I always check out a few of the new shows each season, and this one seemed like it wasn’t going to make the cut to remain on my DVR list as it served as background noise while I perused a magazine and simultaneously checked Facebook. That was, until she uttered the line that snapped me back to attention.

"All my friends’ names start with @ symbols."

That stuck with me, became figuratively lodged in my gut and my mind for days afterwards, and has remained there since. The more I sat with it, the more I realized that so much of my identity has been determined by whom I know. I want to say this has only been the case recently, but I think that maybe to some degree it has been like this my whole life.  Who I think I am has been wrapped up in the fame or accomplishments of others, of who they are – to the point that it has eclipsed any chance I had of retaining an identity of my own.

I do not feel as though I am enough as I am, “as is” so-to-speak. I realize that I have subconsciously felt the need to piggyback on others, on my associations with them – as though there is a carbon copy transfer sheet between us. As if I am close enough to them, some of their talent, the praise and adoration they receive will rub off on me. As though that transfer will make me worthwhile of someone’s friendship, love and attention – as though it will make me worth something, anything at all.

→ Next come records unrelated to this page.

PR #623, opened 2017-06-12
Improve test coverage

maqi:


maidsafe-highfive:
r? @Fraser999

src/mock_crust_detail/test_client.rs
```diff
@@ -139,11 +139,24 @@ impl TestClient {
...
     pub fn create_account_with_invitation(&mut self,
                                           invitation_code: &str,
                                           nodes: &mut [TestNode])
                                           -> Result<(), ClientError> {
+        let data = unwrap!(self.compose_account_data(invitation_code));
+        self.put_mdata_response(data, nodes)
+    }
+
+    /// Creates an account using the given invitation code, doesn't expect response.
+    pub fn create_account_with_invitation_no_response(&mut self,
```
madadam: I'd prefer to rename these methods like this:
- `create_account_with_invitation` - don't expect response
- `create_account_with_invitation_response` - expects response
to be consistent with how all the other operations in this module are named.

tests/data_manager.rs
```diff
@@ -101,7 +101,7 @@ fn immutable_data_operations_with_churn(use_cache: bool) {
     let mut rng = network.new_rng();
 
     let mut nodes = test_node::create_nodes(&network, node_count, None, use_cache);
-    let config = BootstrapConfig::with_contacts(&[nodes[0].endpoint()]);
+    let config = BootstrapConfig::with_contacts(&[nodes[1].endpoint()]);
```
madadam: What about picking the bootstrap node randomly? Would that make sense?

tests/data_manager.rs
```diff
@@ -120,14 +120,14 @@ fn immutable_data_operations_with_churn(use_cache: bool) {
         }
 
         if nodes.len() <= GROUP_SIZE + 2 || !rng.gen_weighted_bool(4) {
-            let index = rng.gen_range(1, nodes.len());
+            let index = rng.gen_range(2, nodes.len());
```
madadam: Same here - pick the bootstrap node index randomly. (also in all the other places where bootstrap node is mentioned)

tests/data_manager.rs
maqi: then the `churn` process needs to care for the case not to drop out the proxy node.
I will prefer leave it as current.

tests/data_manager.rs
maqi: same as the above comment.
prefer leave it as current.

tests/maid_manager.rs
```diff
@@ -322,7 +325,98 @@ fn invite() {
...
+
+    // Attempt to reuse already claimed invite fails.
+    let mut client3 = TestClient::new(&network, Some(config));
+    client3.ensure_connected(&mut nodes);
+
+    // May receive `Err(InvitationAlreadyClaimed)` or
+    // `Err(NetworkOther("Error claiming invitation: Conflicting concurrent mutation"))`
+    match client3.create_account_with_invitation_response(invite_code, &mut nodes) {
+        Ok(()) => panic!("re-claiming a used invitation shall not succeed."),
+        Err(err) => {
```
ustulation: It maybe a good idea to also assert the correct error is returned. So something like `Err(Error::Abc) => { ... }, Ok(()) => panic!(..), Err(e) => panic!("Expected Error::Abc got {:?}", e),`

So many aspects of my life and my friendships have been somewhat aspirational for me. They have been akin to Pinterest boards for people to peruse – a collection of flat relationships – so many names and faces without significant depth of connection that I had put out into the world in the hope that their light would reflect onto me and make me shine, if just for a moment.

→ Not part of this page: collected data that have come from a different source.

PR #625, opened 2017-06-13
Prevent msg_id reuse, add use-mock-crypto feature, improve tests

madadam:


maidsafe-highfive:
r? @maqi

tests/maid_manager.rs
```diff
@@ -667,3 +667,73 @@ fn account_concurrent_insert_key_put_data() {
...
+
+    let mut successes = 0;
+    while let Ok(event) = client.try_recv() {
+        if let Event::Response { response: Response::PutIData { res: Ok(()), .. }, .. } = event {
+            successes += 1;
+        }
+    }
+
+    // Only one request does succeed.
+    assert_eq!(successes, 1);
```
maqi: could there be chance that receives no response from network? 
i.e. half passed data0 req to DM and half passed data1, hence no accumulation?

src/personas/maid_manager/mod.rs
```diff
@@ -137,19 +137,27 @@ impl MaidManager {
...
         }
 
         // Forwarding the request to NAE Manager.
-        let fwd_src = dst;
-        let fwd_dst = Authority::NaeManager(*data.name());
-        trace!("MM forwarding PutIData request to {:?}", fwd_dst);
-        routing_node
-            .send_put_idata_request(fwd_src, fwd_dst, data, msg_id)?;
-        self.insert_into_request_cache(msg_id, src, dst, None);
+        if self.insert_into_request_cache(msg_id, src, dst, None) {
```
maqi: function of insert_into_request_cache will replace the old one anyway.
so actually here we are not only invalidates the current request but also mismatch the response of old request from DM with the current request
I think here we shall carry out a `has` check then carry on the operations?

and same to the other places

madadam: Fixed. `insert_into_request_cache` won't overwrite previous entries anymore.

src/personas/maid_manager/mod.rs
```diff
@@ -1163,6 +1172,14 @@ enum PutMDataAction {
     Forward(MutableData),
 }
 
+struct RequestCacheInsert<'a>(VacantEntry<'a, MessageId, CachedRequest>, CachedRequest);
+
+impl<'a> RequestCacheInsert<'a> {
+    fn commit(self) {
```
ustulation: ah nicely done :+1:

PR #626, opened 2017-06-15
Mutable data

ustulation:
err polporene, this still doesn't mean test network today. Just getting the branches aligned so further patches can land in a single branch


maidsafe-highfive:
r? @maqi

“I know her” all-too-quickly morphed into “I want you to think I am like/as good as her. I want you to want to be close to me because of that.” Or not because of that – but I’ll take what I can get. Because it’s all I thought I could get – all I thought I was worthy of.

I would happily tag along to places I didn’t need to be, drive the extra mile for friends – both literally and figuratively – in order to be there, to be seen, to ensure I didn’t miss anything and wasn’t forgotten. I assumed that they wouldn’t do the same for me, that I wouldn’t have been deemed worth the extra effort, and I was probably correct in may cases. The problem was that I never allowed myself to believe that there were genuine friends I had that would have met me halfway, that would have thought I was worth the trip, the miles, the time. I was too blinded by self-doubt to see the difference.

All because I didn’t think I was enough on my own. I thought that people wanted to be close to people who were successful, dynamic, had things happening for them and were making things happen for them. I see myself as someone that things have merely happened to. Both the fortunate and unfortunate are just flukes and bad luck, respectively.

And then this silly show came on and got stuck in my head. That single line questioning the importance of being “friended” versus having friends, and learning the difference.

Though it was not a conscious effort, though it came out of a place of insecurity and a desperate need for connection, I am ashamed of where I was – of who I was.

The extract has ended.